МОСКОВСКИЕ ЗАРИСОВКИ


MATRIOSHKA
Субботнее утро. Не пойти ли на Старый Арбат, попить кофейку в кулинарии «Праги», поудивляться, потолкаться. Лет уж пятнадцать минуло, как забрела сюда впервые. А все помнится кафе «Старое фото» и фирменные взбитые сливки, отряд кришнаитов в розовых одеждах — босиком по брусчатке и слякоти, лохматые ребята с гитарами возле стены Цоя. Иных уж нет, а те...
Вход на Арбат теперь заграждает огромный бетонный циклопище с тысячей стеклянных глаз. Рядом сидят проверенные временем обитатели московского Монмартра. Привет вам, коммерсанты от живописи! Вас еще вдохновляют женщины, все как одна красивые и нарисованные за долгие рубли, за валюту?
Купите буденовку, заячью шапку-ушанку, знамя комсомольской бригады с бахромой и кистями, шлем летчика-испытателя! Купите удостоверение почетного алкоголика, отца мафии, секс-бомбы или дважды еврея СНГ! Не хотите? Вам что-нибудь русское, настоящее? Вот шаль пуховая за четыреста пятьдесят (правда, любая провинциальная бабушка продаст вам за двести), подносы жостовские, платки посадские. У нас матрешек много, мы их привозим на машине в банановых коробках. Для оптовиков скидки! Вот интересненькая с личиком Бориса Николаевича. Вы американец? Тогда вам матрешка Билли Клинтон! Или младший Буш!
А здесь маечки. Самая банальная — «СССР» на красном фоне. А есть и с «Троицей» Андрея Рублева, с куполами Василия Блаженного, с бородатым Че Геварой, с усатым Сталиным. Хочешь — в рамку под стекло вешай и молись, а хочешь — из автомата стреляй. Есть и Путин с надписью «Все путем!» Очень симпатично выглядит Ленин, показывающий средний палец.
Захожу в магазин необычных подарков. И название хорошее: «Мир новых русских». Приветствуются корпоративные заказы. На прилавках — фигурки братков, мобильные телефоны, расписанные под Хохлому, лакированные шкатулки с «Мерседесами» и «Паджеро». Стоят пять тысяч. Да нет, не долларов, рублей. Это же почти даром! Есть обереги от ОМОНа, МВД, ФСБ — керамические таблички с надписями «Братцы, только не по голове», «Я свой», «Вор в законе». Это подделка? Нет, что вы, это гжельские мастера по нашему заказу делают. У нас и сертификат есть от их ассоциации.

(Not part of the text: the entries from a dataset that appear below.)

PR #989, opened 2020-03-27
Compare test protocol package with latest generator

5A11:
WIP Added a test that compares the test protocol package with the output of the latest generator.

Various bug fixes.

This is a WIP PR. There is a broken test in the test_geenrate.py file, which is worked on.

## Types of changes

## Checklist

### DIFF
--- a/tests/test_protocols/test_generator.py
+++ b/tests/test_protocols/test_generator.py
@@ -83,9 +83,9 @@ PORT = 10000
 class TestEndToEndGenerator:
     """Test that the generating a protocol works correctly in correct preconditions."""
 
-    # @pytest.fixture(autouse=True)
-    # def _start_oef_node(self, network_node):
-    #     """Start an oef node."""
+    @pytest.fixture(autouse=True)
+    def _start_oef_node(self, network_node):
+        """Start an oef node."""
 
     @classmethod
     def setup_class(cls):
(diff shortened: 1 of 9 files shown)


tests/test_protocols/test_generator.py
```diff
@@ -86,11 +91,104 @@ def _start_oef_node(self, network_node):
...
         cls.runner = CliRunner()
-        cls.agent_name = "agent_1"
         cls.cwd = os.getcwd()
         cls.t = tempfile.mkdtemp()
         os.chdir(cls.t)
 
+    def test_compare_latest_generator_output_with_test_protocol(self):
+        """Test that the "t_protocol" test protocol matches with what the latest generator generates based on the specification."""
+        # check protoc is installed
+        res = shutil.which("protoc")
```
DavidMinarsch: @5A11 why are you not just calling the cli command to generate the protocol? It would save you code duplication. The below will easily diverge from the generator command logic and is therefore not recommended.

5A11: If I do it using generate cli command, then I cannot supply the `path_to_protocol_package` argument so the generated protocol package would not quite match the actual test protocol due to import path differences.

Unless I open up that argument to the generate cli command as well, which means whenever you want to generate, you have to also give it the `path_to_protocol_package` argument which does not really makes sense and is not at all a clean solution.

DavidMinarsch: Making the `path_to_protocol_package` an optional argument in the cli `aea generate protocol` command solves the problem.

Сидит вечно юная принцесса Турандот у Вахтанговского театра. Золоченая фигурка парит поверх голов. А в подоле ее платья — снег. Если ветра не выдуют, к весне превратится в лужу. И покажется, будто она плакала. А Булат Окуджава прячется в переулке, не сразу и заметишь его. Опустил голову: «Ах, Арбат, мой Арбат...»
Бродил по пустыне народ Израилев сорок лет, а теперь наша очередь. Эх, русская душа! Потерялась ты среди восточных кебаб-хаусов, итальянских пиццерий, американских макдональдсов, японских суши-баров, чешских пивнушек... Где блинные, трактиры, закусочные? Сама — как матрешка. Сверху большая и внушительная, а начни тебя раскрывать — останется совсем крошечная. И веди тебя, как ребенка, куда хочешь.

МИСТЕР
Он черный. О нем слагались легенды, а может, и правда всё. Что был он когда-то революционером, но во время переворота не в их пользу к власти пришли священники, его соратников бросили в тюрьму, расстреляли, и только Мистера пожалели, молодого. И говорили, что он жил в Испании, в Канаде и еще бог знает где, потом из Штатов попал в Москву.
У него прекрасное имя, хрустящее, как восточные сладости из его далекой страны. Так называют великих полководцев, царей и мудрецов. И лишь иногда — бизнесменов. Но по имени его никто не называл, все называли Мистером — в Америке прожил пятнадцать лет. Красивый, статный, полубог-громовержец, пребывающий, пожалуй, в возрастном октябре, пропахший, как осень кострами, дымом сигарет...
Заказав тур на Мальдивы, он кинул на стойку три тысячи долларов и попросил выписать квитанцию. Велел оформить депозит, и никто из тупых русских его не понял. Мистер, сверкая черными глазами (такие у женщин называются очами), гаркнул, все сжались, и это, кажется, понравилось негру, бывшему клубному танцору, ведь из-за него так распаляются. У себя на родине он, может быть, туалеты бы мыл, а здесь...
Контора просыпалась рано. Мистер появлялся на пару часов позже. Проводил пальцем по стойке, морщился: а подать сюда уборщицу! Я научу русских работать! Пунцовая Тимофеевна бежала, объясняла, что она здесь терла и скребла десять минут назад, что цементный завод поблизости... «Это не русский помойка», — объяснял Мистер, хлопал дверью, садился в машину, несся по проспектам, платил штрафы...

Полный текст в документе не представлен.